══ Data

PR #217, opened 2026-04-26
OP-178: kill view session when agent's window is unlinked

earchibald:
## Summary

- Each iTerm pane attaches to a per-pane *grouped* tmux session `view-<issueId>` whose window list is shared with the parent `op-agents-N` session. When the agent's window dies (`/quit`, `kill-window`, etc.) tmux silently switches the attached client to the next window in the shared list — typically a sibling agent's window — so the iTerm pane lingers as a duplicate viewer of another agent's session and macOS shifts focus back to Obsidian (issue OP-178).
- Install a `set-hook -t =view-<issueId> window-unlinked …` in `buildViewScript` that, when the unlinked window matches *this* pane's agent window (`#{==:#{hook_window_name},<windowName>}`), runs `kill-session -t =view-<issueId>`. tmux destroys the view session → the iTerm-attached client is detached → `exec tmux attach` returns → bash exits → iTerm pane closes (default profile behavior).
- Hook target uses the `=name` exact-match prefix so it can't accidentally prefix-match into a sibling `view-…` session, per WORKFLOW.md "tmux experimentation" rules.

## Why this is safe

- The legacy `terminalLaunch.ts` path (`tmux -CC attach`) is untouched — iTerm's tmux integration mode already closes tabs cleanly when their tmux window dies.
- The hook gates on `#{hook_window_name}`, so sibling agent deaths fired on the shared window list don't kill this view.
- `set-hook` overwrites by default — re-attach to an existing view session re-installs the same hook idempotently.

## Test plan

- [x] `npx vitest run src/orchestrator.test.ts` — new assertions cover hook line emission, ordering (after `new-session`, before `exec attach`), and per-window scoping
- [x] Full op-obsidian suite green (`npx vitest run` — 772 tests)
- [x] `node scripts/bump-version.mjs patch` — lockstep bump to `0.61.5` + production build OK
- [x] `node scripts/dev-sync.mjs` + smoke test in OP-Test (plugin loaded, 39 commands registered, dev:console clean)
- [ ] Reviewer: walk through the bash-quoting of the hook string — `shSingleQuote` of a tmux command string with embedded single-quoted format predicate

## Adversarial review request

1. **Quoting correctness.** The bash line is `tmux set-hook -t '=view-OP-178' window-unlinked '<hookCmd>'` where `<hookCmd>` is `shSingleQuote("if-shell -F '#{==:#{hook_window_name},OP-178}' 'kill-session -t =view-OP-178'")`. Confirm the `'\''` escape sequence survives both bash dequoting and tmux's command-string parser, and that tmux receives exactly one argument with the inner single quotes still grouping the format predicate and the kill-session subcommand.
2. **Sibling-pane isolation.** When two agents (`OP-A`, `OP-B`) share an `op-agents-1` session and `OP-A` exits, the `window-unlinked` hook fires on every session that has it set — including `view-OP-B`. The format predicate `#{==:#{hook_window_name},OP-B}` should evaluate false in that fire and leave `view-OP-B` alone. Trace whether that is in fact how `#{hook_window_name}` resolves on the *receiving* session (vs. always reflecting the originating session).
3. **Re-attach idempotence.** When a user closes the iTerm pane and re-launches the same issue, `new-session … 2>/dev/null || true` no-ops because the view session already exists; `set-hook` re-runs and overwrites the previous hook. Confirm this is safe (no append-mode side-effect, no stale hook left behind from a prior issue id reusing the same session — though same-id reuse is the only path here).
4. **Race: agent dies before hook is installed.** The bash script runs `new-session`, then `set-hook`, then `printf … exec tmux attach`. If the agent's window is already dead when set-hook runs (e.g. agent crashed before pane attached), what happens? Does `set-hook` succeed against a session whose only window is gone? Does the hook fire retroactively on the next event?
5. **Manual `tmux unlink-window` from the user.** Per the issue body "if the user manually unlinks the agent's window via tmux keybindings, the hook still fires — same end state as a clean /quit, which is correct." Verify.
6. **Cleanup symmetry with `agentSessionCleanup.ts`.** That module also tears down view sessions. Does the new hook race or double-kill against it?

### DIFF
--- a/plugins/op-obsidian/manifest.json
+++ b/plugins/op-obsidian/manifest.json
@@ -1,7 +1,7 @@
 {
   "id": "op-obsidian",
   "name": "Obsidian Projects (op)",
-  "version": "0.61.5",
+  "version": "0.61.6",
   "minAppVersion": "1.5.0",
   "description": "Jira-lite issue tracker for Obsidian vaults — deterministic commands backing the op workflow.",
   "author": "Eugene Archibald",
--- a/plugins/op-obsidian/manifest.json
+++ b/plugins/op-obsidian/manifest.json
@@ -1,7 +1,7 @@
 {
   "id": "op-obsidian",
   "name": "Obsidian Projects (op)",
-  "version": "0.61.4",
+  "version": "0.61.5",
   "minAppVersion": "1.5.0",
   "description": "Jira-lite issue tracker for Obsidian vaults — deterministic commands backing the op workflow.",
   "author": "Eugene Archibald",
--- a/plugins/op-obsidian/package.json
+++ b/plugins/op-obsidian/package.json
@@ -1,6 +1,6 @@
 {
   "name": "op-obsidian",
-  "version": "0.61.5",
+  "version": "0.61.6",
   "description": "Obsidian plugin that owns the deterministic half of the op workflow.",
   "main": "main.js",
   "scripts": {
--- a/plugins/op-obsidian/package.json
+++ b/plugins/op-obsidian/package.json
@@ -1,6 +1,6 @@
 {
   "name": "op-obsidian",
-  "version": "0.61.4",
+  "version": "0.61.5",
   "description": "Obsidian plugin that owns the deterministic half of the op workflow.",
   "main": "main.js",
   "scripts": {
--- a/plugins/op-obsidian/src/orchestrator.test.ts
+++ b/plugins/op-obsidian/src/orchestrator.test.ts
@@ -163,4 +163,35 @@ describe("buildViewScript", () => {
       `exec '/opt/homebrew/bin/tmux' attach -t 'view-OP-172' \\; select-window -t 'view-OP-172':'OP-172'`,
     );
   });
+
+  // OP-178: the per-pane view session inherits the parent op-agents-N
+  // session's window list, so the agent's `/quit` would otherwise leave the
+  // iTerm pane attached and silently switched to a sibling agent's window.
+  // The hook kills the view session when the agent's specific window is
+  // unlinked, so the iTerm pane closes cleanly.
+  it("installs a window-unlinked hook on the view session that kills it when the agent's window dies", () => {
+    const out = buildViewScript(baseArgs);
+    expect(out).toContain(
+      `'/opt/homebrew/bin/tmux' set-hook -t '=view-OP-172' window-unlinked 'if-shell -F '\\''#{==:#{hook_window_name},OP-172}'\\'' '\\''kill-session -t =view-OP-172'\\'''`,
+    );
+  });
+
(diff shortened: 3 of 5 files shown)


earchibald:
@copilot please run the adversarial review using the pressure-test prompts in the PR description. Particular focus:

1. **Bash + tmux quoting trace.** Walk through the line `'/opt/homebrew/bin/tmux' set-hook -t '=view-OP-178' window-unlinked 'if-shell -F '\''#{==:#{hook_window_name},OP-178}'\'' '\''kill-session -t =view-OP-178'\'''`. After bash dequoting, what does tmux's command parser receive as the value of the hook? Confirm the inner single-quote groups are preserved so the format predicate and the kill-session subcommand are parsed as separate tmux args, not concatenated into one malformed token.

2. **`#{hook_window_name}` resolution scope.** When `op-agents-1` has windows `OP-A`, `OP-B`, `OP-C`, each pane has its own grouped session (`view-OP-A`, `view-OP-B`, `view-OP-C`) with the hook installed. When `OP-A` is unlinked, the `window-unlinked` event fires. Does it fire only on `view-OP-A` (the session whose attached client was on that window), or does tmux fan it out to every grouped session that shares the window list (`view-OP-B`, `view-OP-C` too)? If the latter, the predicate `#{==:#{hook_window_name},OP-B}` must evaluate to false on the `view-OP-B` fire — confirm that's how tmux resolves `#{hook_window_name}` in fanned-out fires.

3. **Race: agent dies before the hook is installed.** The bash script order is `new-session` → `set-hook` → `printf` → `exec attach`. If the agent's window dies *between* `new-session` and `set-hook` (e.g. crash on first launch), `set-hook` runs against a session that exists but whose only window is gone. Does `set-hook` succeed? Will the hook fire on a future `window-unlinked` (none coming, since the only window is already gone), leaving the pane attached to an empty session forever? Suggest a defensive fallback if so.

4. **Re-attach idempotence — and the user-renames-issue case.** If the issue file is renamed (id stays `OP-178`), `view-OP-178` is reused, `set-hook` overwrites — fine. But if a user manually edited the in-progress issue's id to a different value, `tmuxWindow` would change while `groupSessName` would too — both substitute fresh, so the hook is reinstalled correctly. Verify this isn't a footgun.

5. **Cleanup symmetry with `agentSessionCleanup.ts`.** Does that module already kill `view-<id>` sessions? If yes, the new hook racing it produces "no server running" errors which the existing code may or may not swallow. Trace the interaction.

6. **Backwards compat.** Existing in-flight panes attached to view sessions created by an older `main.js` version will not have the hook installed. Restart-detach on a re-launch will install the hook cleanly. Confirm there's no path that would leave an old-version session permanently un-hooked.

════

> **The problem**: From the lines above, copy those that contain the word "sessions".

> **Solution**:
6. **Cleanup symmetry with `agentSessionCleanup.ts`.** That module also tears down view sessions. Does the new hook race or double-kill against it?
5. **Cleanup symmetry with `agentSessionCleanup.ts`.** Does that module already kill `view-<id>` sessions? If yes, the new hook racing it produces "no server running" errors which the existing code may or may not swallow. Trace the interaction.
6. **Backwards compat.** Existing in-flight panes attached to view sessions created by an older `main.js` version will not have the hook installed. Restart-detach on a re-launch will install the hook cleanly. Confirm there's no path that would leave an old-version session permanently un-hooked.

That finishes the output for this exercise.